This 'Sloth Institute' Looks After Baby Sloths That Lost Their Moms
May 8, 2016
Sam Trull, co founder of the Sloth Institute in Costa Rica, has been helping sloths return to the wild since 2013.
The Institute has three main goals:
1. RESEARCH of captive and wild sloths
2. COLLABORATION with other institutions that work with sloths around the world; and
3. EDUCATION to generate and disseminate responsible and balanced information about sloths to the public.
"I think one of my favorite things about sloths is that they mind their own business,” Trill told the Manhattan Book Review. "I realize that the ‘circle of life’ requires all kinds of species of animals, including mischievous monkeys and carnivorous cats, and no offense to those animals that need to eat other animals to survive. But how can I not be drawn to species that just want to eat their leaves, relax in the sunshine and the breeze and have a good scratch?! In addition, they have a very curious and playful side, something most people have never and will never see, but it is definitely the most endearing thing I have ever seen."

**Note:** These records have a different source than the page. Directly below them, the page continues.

PR #786, opened 2023-03-12
Fix a possible error that can occur when the MathQuill toolbar is removed.

drgrice1:
This the 'transitionend' event can occur multiple times, which can result in the toolbar tooltips being disposed multiple times as well. This causes an error that is shown in the console.

This can be rather easily reproduced by setting focus to a MathQuill answer box and then holding down the tab button, letting focus cycle through the toolbar and beyond.


pstaabp (approved):
fixes the error

PR #787, opened 2023-03-13
Plotly3D code improvements.

somiaj:
Add a local copy of plotly.js version 2.18.2 to the collection of node_modules installed on the server to be able to host the javascript locally instead of using a CDN.

Use PG->getUniqueName('plotly3D') to get a unique string for the variable names instead of relying on incrementing the variables based on the number of graphs used. This allows this to avoid conflicts in tests or pages that have more than a single problem on the screen.

### DIFF
--- a/macros/graph/plotly3D.pl
+++ b/macros/graph/plotly3D.pl
@@ -3,7 +3,7 @@
 
 plotly3D.pl - Adds Graph3D, an object for creating 3D parametric curves
 and 3D parametric surface plots using the plotly JavaScript library.
-https://plotly.com/javascript/
+L<https://plotly.com/javascript/>
 
 =head1 DESCRIPTION
 
@@ -11,7 +11,8 @@ Loading this macro adds the Graph3D method which creates a 3D
 graph object. The graph object can be configured by a list of
 options of the form "option => value" (see below).
 
-    $graph = Graph3D(options);
+    loadMacros('plotly3D.pl');
+    $graph = Graph3D(options => value);
 
 Use the addCurve method to add a parametric curve to the graph.
 The following adds a helix to the graph. The first array is
@@ -123,14 +124,14 @@ of the points. The colorscale can be one of the following predefined names:
     'Greys', 'Greens', 'Electric', 'Earth', 'Bluered', or 'Blackbody'
 
 You can also define a custom colorscale as a list of colors for values
-ranging from 0 to 1. For example the default RdBu is the following colorset
-(note this must be a string since the array is passed to javascript):
+ranging from 0 to 1. For example the default RdBu is the following colorscale
+(note this must be a string since the array is passed to JavaScript):
 
     "[[0, 'rgb(5,10,172)'], [0.35, 'rgb(106,137,247)'],
       [0.5, 'rgb(190,190,190)'], [0.6, 'rgb(220,170,132)'],
       [0.7, 'rgb(230,145,90)'], [1, 'rgb(178,10,28)']]"
 
-A colorset can have any number of color points between 0 and 1. To make
+A colorscale can have any number of color points between 0 and 1. To make
 the plot a single color, set the color for 0 and 1 to be the same:
 
     "[[0, 'rgb(0,200,0)'], [1, 'rgb(0,200,0)']]"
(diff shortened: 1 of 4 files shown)


macros/graph/plotly3D.pl
```diff
@@ -191,21 +191,18 @@ =head1 Graph3D OPTIONS
 =cut
 
 sub _plotly3D_init {
-	ADD_JS_FILE('https://cdn.plot.ly/plotly-latest.min.js', 1);
+	ADD_JS_FILE('node_modules/plotly.js-dist-min/plotly.min.js', 0, { defer => undef });
```
drgrice1, line 194: Did you mean to add the `defer`ed attribute?  You didn't have that before.  That will mess things up if your javascript is not designed for that.  Although, your javascript should be designed for that if it is not.

macros/graph/plotly3D.pl
```diff
@@ -265,26 +262,25 @@ sub HTML {
...
-	my $count = 0;
 	my $scene = ($self->{scene}) ? "scene: { $self->{scene} }," : '';
 
 	foreach (@{ $self->{plots} }) {
-		$count++;
-		$plots .= $_->HTML($id, $count);
-		push(@data, "plotlyData${id}_$count");
+		my $thisId = $_->{id};
+		$plots .= $_->HTML;
+		push(@data, "plotlyData_$thisId");
```
drgrice1, line 270: There is no need for `$thisId`.  Just change this to:
```suggestion
		$plots .= $_->HTML;
		push(@data, "plotlyData_$_->{id}");
```

macros/graph/plotly3D.pl
somiaj: I forget why I didn't have it there, but following your examples it seemed to be preferred, and in my tests problem it seems to work just fine, so I added it back.

macros/graph/plotly3D.pl
somiaj: fixed.

macros/graph/plotly3D.pl
drgrice1: All javascript should be loaded deferred.  Either that or loaded at the end of the page body.  No javascript should be loaded in `head` unless it is deferred or async.

somiaj: Ahh, it might be my first version of this didn't use `document.addEventListener("DOMContentLoaded", function() {` to run the javascript when the page was loaded that was why I removed it. But now all my javascript is only run on page load.

drgrice1:
I added one more small change to my pull request to this branch.  That is I updated the method used for loading the javascript to work for the webwork3 rendering approach in which the javascript runs after the page has loaded.  As such the DOMContentLoaded event has already run and the plotly javascript will also have already been loaded.  So for that the initialization method in this macro needs to just run.

drgrice1 (approved):
Looks good.  Thanks for making the requested changes.

pstaabp:
Just for documentation, these are additional improvements to #728

pstaabp:
Heads up, but this will need an `npm ci` and not just a `generate-assets.js` for testing (and after this is merged into develop) since there is a new js package added.

pstaabp:
After doing the above things, including clearing the cache, I'm getting the following plot for the example you posted on the #728:

image

It appears that plotly.min.js is loading correctly, but doesn't seem to be rendering the plot.

drgrice1:
@pstaabp:  Which example from #728 are you using?  You aren't using the example in the original comment are you?  Make sure you are using the updated example there.

drgrice1:
Scroll down, and use the last one in the comments there.

pstaabp:
Of course I used an old problem.  The updated one at the bottom of #728 works great.

macros/graph/plotly3D.pl
```diff
@@ -11,6 +11,7 @@ =head1 DESCRIPTION
 graph object. The graph object can be configured by a list of
```
pstaabp, line 11: Add the link above on line 6: `L<https://plotly.com/javascript>`

macros/graph/plotly3D.pl
```diff
@@ -144,21 +145,73 @@ =head1 FUNCTION TYPES
...
+          );
+
+          This plots a surfacing using the points (x1,y1,z1), (x2,y2,z2), ...,
+          and (x9,y9,z9). The addSurface method requires bounds, but they are not
+          used, so [0,0] needs to be included, but is ignored. Using the perl method
+          to first generate the arrays, then copying the result and using the data
+          method can be useful to speed up rendering of nonrandomized plots.
+
 
 =head1 Graph3D OPTIONS
```
pstaabp, line 217: It would look a little better if the line below this (218) used monospace 
`C<$graph = Graph3D(options =E<gt> value)>`

somiaj: What tool do you use to render the POD, so I can see how it is formatted in HTML?

drgrice1:
@somiaj:  Probably the best way is to run the `bin/dev_scripts/generate-ww-pg-pod.pl` script.  That generates the POD in the same way that the POD is generated for the wiki (as that is the script that generates the POD for the wiki).

somiaj:
Can't seem to get the script to work. I installed `libpod-parser-perl` (which caused the script to run without errors) and then ran:

```
./generate-ww-pg-pod.pl -v --pg-root=/opt/webwork/pg --webwork-root=/opt/webwork/webwork2 -o ~/POD
```

And it creates three files, `~/POD/index.html`, `~/POD/pg/index.html`, and `~/POD/webwork2/index.html`. Unsure what I'm missing to make it traverse through the files to build the html docs.

macros/graph/plotly3D.pl
```diff
@@ -184,28 +237,33 @@ =head1 Graph3D OPTIONS
...
+              the aspect ratio, and view range of the 3D axes. The scene is a string
+              which contains a JavaScript dictonary to pass to plotly. Example:
+
+              scene => 'aspectmode: "manual",'
+                       . 'aspectratio: {x: 1, y: 1, z: 1},'
+                       . 'xaxis: { range: [0,2] },'
+                       . 'yaxis: { range: [0,3] },'
+                       . 'zaxis: { range: [1,4] }'
+
+              See https://plotly.com/javascript/3d-axes/ for more examples.
```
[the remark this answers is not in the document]
somiaj: Thanks for the POD improvements.

drgrice1:
You don't need to pass the `--pg-root` and `--webwork-root`  options if the usual PG_ROOT and WEBWORK_ROOT environment variables are set.

I am not sure what is going wrong for you.  If I cut an paste the command line that you posted it runs fine, and generates all of the webwork2 and pg POD.

The only thing I can think of is to check that all of the perl modules are available that are used by the script.  Those are Pod::Usage, Getopt::Long, Pod::Simple::XHTML, File::Find, File::Path, IO::File, Pod::Find, File::Basename, and POSIX.

somiaj:
Okay, figured it out. The parser doesn't like symbolic links for `/opt/webwork/pg` and `/opt/webwork/webwork2`.

macros/graph/plotly3D.pl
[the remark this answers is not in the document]
somiaj: Using a link `L<https://plotly.com/javascript/3d-axes/>` doesn't appear to work here, since this is in a code block.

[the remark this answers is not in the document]
drgrice1: It probably shouldn't be in a code block.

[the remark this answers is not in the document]
drgrice1: All of the options should really be listed with `=item`.  This method that we commonly use of indenting to show text options is a shortcut, but is not the correct way to do this.  I am guilty of this as well.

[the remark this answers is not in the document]
somiaj: Thanks for the pointer.

pstaabp (approved):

A special "soft" release technique is used at the Institute that allows sloths to take their time getting acclimated to the jungle before they go off on their own.
For a sloth living near humans, just trimming a tree can lead to death, let alone actually cutting an entire tree down.
In addition, humans come with electric wires, cars, dogs...
"When visiting a country with sloths, never pay to take a picture with one, hold one or pet one," Trull says.
How can you not be drawn to species that just want to eat their leaves, relax in the sunshine and the breeze and have a good scratch?